Unfortunately, the procedure involved tons of time-consuming work, requiring me to assemble all sorts of documentation of 4Comedy.com’s many infringements. Then (I’m told) this documentation is forwarded to the alleged infringer. And after that, heaven-only-knows-what happens.
I responded to Google’s email with a request for some accelerated action. My justification was that in this post http://4comedy.com/?p=463, 4comedy.com had reproduced this post, in which I called it a content thief.

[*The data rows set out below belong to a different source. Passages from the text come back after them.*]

PR #54, opened 2015-06-25
refract fix inheritance expansion

klokane:
This fix disable copying element name while expanding deeply inherited elements


klokane:
PR on wrong branch

PR #55, opened 2015-06-25
Refract - disable copy of element name while expnading inheritance

klokane:
This fix resolve bug with copying element name while expanding "deeply" inherited elements


pksunkara:
Do we need to rebase this?

klokane:
rebased

pksunkara:
Looks like we didn't need to rebase this :smile:

klokane:
Already rebased, wait for build and can merge

PR #842, opened 2016-09-12
(PA-463) Add OS X 10.12 (Sierra) platform

ScottGarman:
Many thanks to Heath Seals for getting this working. The agent builds with this and can apply a few test manifests.

### DIFF
--- a/configs/platforms/osx-10.12-x86_64.rb
+++ b/configs/platforms/osx-10.12-x86_64.rb
@@ -1,0 +1,14 @@
+platform "osx-10.12-x86_64" do |plat|
+  plat.servicetype 'launchd'
+  plat.servicedir '/Library/LaunchDaemons'
+  plat.codename "sierra"
+
+  plat.provision_with 'curl http://pl-build-tools.delivery.puppetlabs.net/osx/homebrew_sierra.tar.gz | tar -x --strip 1 -C /usr/local -f -'
+  plat.provision_with 'ssh-keyscan github.delivery.puppetlabs.net >> ~/.ssh/known_hosts; /usr/local/bin/brew tap puppetlabs/brew-build-tools gitmirror@github.delivery.puppetlabs.net:puppetlabs-homebrew-build-tools'
+  plat.provision_with '/usr/local/bin/brew tap-pin puppetlabs/brew-build-tools'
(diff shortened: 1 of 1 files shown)


McdonaldSeanp:
:+1:

configs/platforms/osx-10.12-x86_64.rb
```diff
@@ -0,0 +1,14 @@
+platform "osx-10.12-x86_64" do |plat|
+  plat.servicetype 'launchd'
+  plat.servicedir '/Library/LaunchDaemons'
+  plat.codename "sierra"
+
+  plat.provision_with 'curl http://pl-build-tools.delivery.puppetlabs.net/osx/homebrew_sierra.tar.gz | tar -x --strip 1 -C /usr/local -f -'
+  plat.provision_with 'ssh-keyscan github.delivery.puppetlabs.net >> ~/.ssh/known_hosts; /usr/local/bin/brew tap puppetlabs/brew-build-tools gitmirror@github.delivery.puppetlabs.net:puppetlabs-homebrew-build-tools'
```
MosesMendoza: Why are the keyscan and brew command on the same line?

MosesMendoza: (just out of curiosity)

mckern: They were likely copied in from a previous definition (10.11 or 10.10) and I believe the original reason was for brevity. They **are** conceptually related (since git pulls in the Homebrew tap over SSH) but this isn't very clear.

configs/platforms/osx-10.12-x86_64.rb
```diff
@@ -0,0 +1,14 @@
+platform "osx-10.12-x86_64" do |plat|
+  plat.servicetype 'launchd'
+  plat.servicedir '/Library/LaunchDaemons'
+  plat.codename "sierra"
+
+  plat.provision_with 'curl http://pl-build-tools.delivery.puppetlabs.net/osx/homebrew_sierra.tar.gz | tar -x --strip 1 -C /usr/local -f -'
```
heathseals: just a heads up that the homebrew_sierra tarball was just a quick way to get us building.  we were using a much older homebrew tarball that did not have definitions for sierra.  this more recent tarball is a lot more verbose ( Homebrew/brew@27b0ca4 ) about running builds as root ( as in don't do it ).

mckern: I'd like to refactor the way we use Homebrew a bit soon if possible, so should we roll running Brew based builds as someone other than root?

PR #844, opened 2016-09-13
(maint) move the puppet component SHA to stable

McdonaldSeanp:
The old SHA was from the 4.7.x branch, which contained the correct commits,
however during the mergup after the release will dirty up the commit history.
Stable has been cleaned up and is ready to go in to the RC


MosesMendoza:
@McdonaldSeanp and this new ref includes the fix for PUP-6636?

McdonaldSeanp:
@MosesMendoza Yep

ScottGarman:
:+1:

PR #846, opened 2016-09-14
(PA-544) Fix solaris sparc cross-builds of ruby socket library

ScottGarman:
When cross-compiling ruby 2.3.1 on solaris sparc, the socket library
will not be built unless you specify a close-fds-by-recvmsg-with-peek
configure option.

### DIFF
--- a/configs/components/ruby.rb
+++ b/configs/components/ruby.rb
@@ -162,7 +162,8 @@ component "ruby" do |pkg, settings, platform|
         pkg.build_requires 'pl-ruby'
       end
 
-      special_flags += " --with-baseruby=#{settings[:host_ruby]} "
+      # The rcvmsg flag is needed to cross-compile the socket library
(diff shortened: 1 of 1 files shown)


stahnma:
Assuming this fixes the issue, LGTM. 👍

MosesMendoza:
@ScottGarman this one's already been merged but it would be great to include a link in the code comment to the compiler doc that further explains this flag and why this is necessary.

Also good on a PR like this would be a link to successful local tests run against this change or if that's impossible just a CLI or command line output of before/after the change, e.g.,

```
# before this PR
require 'socket'
< broken all over >
```

```
# after this PR
require 'socket'
< everything is awesome >
```

Also, I was wondering - given our sparc CI is currently manually triggered, is there any form of `make test` that we could run as part of compilation, maybe against just a subset of tests or even one that could act as a compilation smoke test? Maybe worth a quick time boxed  investigation?

PR #848, opened 2016-09-14
(RE-7842) Add osx 10.12 Sierra to nightly foss platforms

ScottGarman:


ScottGarman:
Don't merge this just yet - I need to first confirm that package signing still works the same on Sierra.

ScottGarman:
I've verified package signing on osx sierra works with our packaging rake task without modification, so this is now ready for merge.

McdonaldSeanp:
:+1:

PR #849, opened 2016-09-14
(PA-546) Use prebuilt nokogiri based on ruby 2.3

ScottGarman:
We had forgotten to create a new prebuilt nokogiri tarball during the ruby 2.3.1 bump, so this addresses that. Tested an agent built with these changes by verifying nokogiri and net-netconf were installed via 'gem list', and ran ldd on the nokogiri library file to confirm it is linking against our vendored libxml2 and libxslt libs. 

Note: this workaround is only done for huaweios. We need to vendor nokogiri as it is a dependency of net-netconf and HuaweiOS doesn't come with compiler tools by default.

### DIFF
--- a/configs/components/rubygem-nokogiri.rb
+++ b/configs/components/rubygem-nokogiri.rb
@@ -5,8 +5,8 @@ component "rubygem-nokogiri" do |pkg, settings, platform|
     # including its dependencies (mini_portile2), installing it on the target, and
     # installing the nokogiri gem using our gem command. The added files from
     # :gem_home were then tar'ed up and packed into this container tarball.
-    pkg.url "http://buildsources.delivery.puppetlabs.net/nokogiri-precompiled-huaweios-#{pkg.get_version}.tar.gz"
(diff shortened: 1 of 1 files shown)


mckern:
Is this another one-off Nokogiri build especially for this particular package, that would be difficult to reproduce in an isolated sandbox?

ScottGarman:
@mckern I'm not quite sure what you mean. In theory we could look into trying to automate the generation of this tarball, but it would require spinning up a Debian Jessie PowerPC instance running on QEMU or something, and in the past we've found trying to compile things in a cross-arch QEMU environment is abysmally slow. So what I've been doing instead is actually running them on a Huawei switch, and that requires a bunch of manual setup and teardown that isn't especially script-friendly.

mckern:
I'm sad we're building another iteration of a previous special snowflake instead of normalizing how the way that components are built for this platform. It's another item in the "fix our cross compile process" laundry list.

McdonaldSeanp:
:+1:

branan:
I basically agree entirely with Ryan on this, but given our current plans and schedule... ¯\_(ツ)_/¯

PR #850, opened 2016-09-15
(PA-545) Update all platforms to use scripts to run executables

McdonaldSeanp:
This will update the files under /opt/puppetlabs/bin to be bash scripts
instead of symlinks. This allows us to set the environment in a specific way
to get around issues with LD_PRELOAD

### DIFF
--- a/resources/files/facter.sh
+++ b/resources/files/facter.sh
@@ -1,0 +1,7 @@
+#!/bin/bash
+
+unset LD_PRELOAD
+unset LD_LIBRARY_PATH
+
+exec /opt/puppetlabs/puppet/bin/facter $@
+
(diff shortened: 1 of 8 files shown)


MosesMendoza:
This feels like a pretty big change to me... Why is this change necessary? 

Are there other implications or side-effects of changing our executables to bash scripts instead of the original ruby scripts?

resources/files/facter.sh
```diff
@@ -0,0 +1,7 @@
+#!/bin/bash
+
+unset LD_PRELOAD
+unset LD_LIBRARY_PATH
```
MosesMendoza: Why are we modifying `LD_LIBRARY_PATH` prior to executing any of Puppet's executables? This feels like it could have side effects in a user's environment and be very surprising to them, especially if they have their own LD_LIBRARY_PATH settings in place?

MosesMendoza: Also if the whole point of changing the symlinks to bash scripts is to modify these variables, make it makes more sense to modify these variables in the actual project executables rather than create this extra layer of indirection?

geoffnichols:
Could the patch to `configure.in` at https://github.com/ruby/ruby/commit/68c062b1f06f384df91a198e69495f185b12e334 possibly account for the difference in behavior between Ruby 2.1 and 2.3?

PR #851, opened 2016-09-15
(PA-545) Update cisco to use scripts to run executables

McdonaldSeanp:
This will update the files under /opt/puppetlabs/bin to be bash scripts
instead of symlinks. This allows us to set the environment in a specific way
to get around issues with LD_PRELOAD


ScottGarman:
:+1:  assuming you've built a package and verified the fix works.

PR #858, opened 2016-09-19
Mergup from 1.7.0-release

McdonaldSeanp:


shrug:
What is the intended effect of doing the merge-up before the tag?

McdonaldSeanp:
We would like to start doing mergeups as changes occur, as opposed to all at once after a tag.

shrug:
Understood, I just don't see any changes...

As originally envisioned, changes would all land on stable and be cherry-picked to the release branch (except for the json file updates to pin to tags), so merge-ups would only be required to pick up tags. If we're going to be making changes in the release branch, then 👍 to merge-ups.

McdonaldSeanp:
Yeah, there was a bunch that happened in the release branch so this is in order to keep history the same between release and stable. in the ideal world your thoughts are correct, the only mergedown will be the tag

PR #864, opened 2016-09-26
Add internal_list key to MAINTAINERS

theshanx:
This change adds a reference to the Google group the maintainers are associated with.


MosesMendoza:
@theshanx I opened https://github.com/puppetlabs/puppet-agent/pull/868 that has your commit but with an amended prefix of "(maint)" which we like to have (or a ticket number) in our commit messages. That PR will supersede this one

PR #866, opened 2016-09-29
(PUP-572) Use correct RPATH for runtime on SPARC

branan:
When we updated the compiler runtime to have an RPATH, we failed to
bring the right version of GCC to SPARC. This commit bumps the GCC patch
version so that we can ship it correctly.


ScottGarman:
:+1:

PR #868, opened 2016-09-30
(maint) Add internal_list key to MAINTAINERS

MosesMendoza:
This change adds a reference to the Google group the maintainers are associated with.


Magisus:
👍

PR #870, opened 2016-10-03
(PA-575) Disable curl builds for cisco-wrlinux platforms

ScottGarman:
cisco-wrlinux platforms are not compute clusters, so we can safely
disable curl builds for them.

### DIFF
--- a/configs/components/facter.rb
+++ b/configs/components/facter.rb
@@ -125,7 +125,7 @@ component "facter" do |pkg, settings, platform|
 
   # curl is only used for compute clusters (GCE, EC2); so rpm, deb, and Windows
   skip_curl = 'ON'
-  if (platform.is_linux? && !platform.is_huaweios?) || platform.is_windows?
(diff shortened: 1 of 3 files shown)


ScottGarman:
Will post a link to a passing jenkins ad-hoc build when complete.

ScottGarman:
https://jenkins.puppetlabs.com/view/puppet-agent/view/ad%20hoc/job/platform_puppet-agent_pkg-van-ship_manual-ad-hoc/369/ is looking green. The SLES failures are a known issue being fixed by RelEng, and the travis falure is just due to the fact that this ticket number isn't public.

branan:
This looks reasonable to me.

@ScottGarman before we merge this, would you mind filing a ticket for moving the "is this a compute platform" logic someplace centralized? This is a great example of the duplication I'd like to see us trying to clean up (especially since this conditional is now fairly complex).

McdonaldSeanp:
@branan, we should have a conversation about why I don't think we should do that, if you convince me otherwise I'll open that ticket myself. Please merge this PR

PR #1674, opened 2019-03-21
(MAINT) Manually update VERSION to 6.4.1

sebastian-miclea:
Y versions do not get updated in the Release Pipeline


caseywilliams:
Since this update is going to the release branch, it should have `6.4.0` as the version (that's the one we want to tag at the end of the release process).

It will also be necessary to make a similar update in the master branch, to version `6.4.1` -- that's the next possible Z version that we could release there after we finish 6.4.0 (It occurs to me now that this 6.4.1 update to master could just be made after the release is finished, too -- not as urgent).

PR #1683, opened 2019-03-26
(Maint) Merge 5.5.x -> 6.0.x

denis-susan:


caseywilliams:
This looks correct to me -- it seems that the container builds on azure may be based on the most recent tag, which has not yet shipped publicly -- these will keep failing until the 6.0.7 agent release finishes shipping. I'm ok with merging this once Travis turns green.

PR #1687, opened 2019-03-29
(PA-2561) Remove Cumulus Platform from build_defaults.yaml only

kris-bosland:
This change removes the Cumulus platform from ext/build_defaults.yaml.
Cumulus is not removed from acceptance/tests/validate_vendored_ruby.rb or
configs/platforms/cumulus-2.2-amd64.rb.

### DIFF
--- a/ext/build_defaults.yaml
+++ b/ext/build_defaults.yaml
@@ -2,7 +2,6 @@
 project: 'puppet-agent'
 # foss_platforms will be shipped to the nightly repos
 foss_platforms:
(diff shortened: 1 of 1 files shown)


speedofdark:
Please explain why defaults only? Thanks.

kris-bosland:
Only because it said so in the ticket.  Should I remove from those other locations too?

speedofdark:
If that's what the ticket said, its probably for a reason. Was just curious.

PR #1691, opened 2019-04-01
(maint) Adds .idea to gitignore.

tavilarion:


melissa:
@tavilarion would you be able to add a little more detail to the commit message? What creates `.idea`? It would be nice to have more context around why we want to merge this in

tavilarion:
Closing this, will create a new merge request with more details about why this is required.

I didn’t receive any response to my email, but apparently it got their attention. How do I know? Because today the Google AdSense text ads disappeared from the top of 4Comedy.com’s site. Hallelujah!
But I’m getting ahead of myself. While I was waiting to hear from Google, I did some research on how to deal with RSS feed scraping content thieves. And I found some great resources, including:
1. AntiLeech, a plugin that “helps prevent content theft by sploggers” and a detailed article explaining the benefits of AntiLeech Splog Stopper: Fighting Back Against Content Thieves;
3. A tutorial, Blocking bad bots and site rippers (aka offline browsers);
4. An article entitled How you can stop dirty feedscrapers in 3 easy steps; and
5. This article about Attacking scrapers and content thieves legally.
I found the material posted at all of those links very informative, and I’m planning to give that AntiLeech plugin a try. But I was feeling a bit lazy and I was looking for some instant gratification. And, happily, I found it: A commenter named Robert posted the following suggestion here:
Alternatively, to curl up even less unproductive work, add this line to .htaccess:
Deny from 74.52.58.162
Which would even allow you to block a whole range of IP addresses in case it proves necessary…
Armed with this simple-sounding solution, I decided to try it. My first step was to identify 4Comedy.com’s IP. So I checked its trackback data, which identified its IP as 74.53.110.146. I then confirmed the IP number by pinging 4comedy.com, using my computer’s Run function: ping 4comedy.com. Next I checked my logs and verified that 4comedy.com’s IP was routinely showing up there.
Now that I had the infringer’s IP, I added this code to my .htaccess file:
Deny from 74.53.110.146
Finally, I FTPed the revised .htaccess file and, like magic, 4Comedy.com’s content thievery came to a halt: MadKane.com has been freed from the slings and arrows of 4Comedy.com’s feed scraping infringements.
Of course, that low-life feed scraper is still taking material from other sites like Comedy Central. Hey Comedy Central! Try this. You’ll like it.
UPDATE WITH ADDITIONAL RESOURCES: As I learn about additional good resources on this topic, I’ll be adding them here. Feel free to make suggestions via a comment to this post.
a: What To Do When Someone Steals Your Content is a must read.
b: Dnsstuff.com is a source of many fine tools, including a “DNS Lookup” tool — helpful in ascertaining IP addresses.
c. Plagiarism Today is an excellent source of information about plagiarism, content theft, and copyright issues online.
UPDATE 2: 4Comedy.com seems to have disappeared. I can only hope it stays that way.
UPDATE 3: 4Comedy.com is now resolving to a different domain — domainnamesbusiness.info/4comedy/index.php. But the IP is the same, so my blog should still be protected from its feed scraping.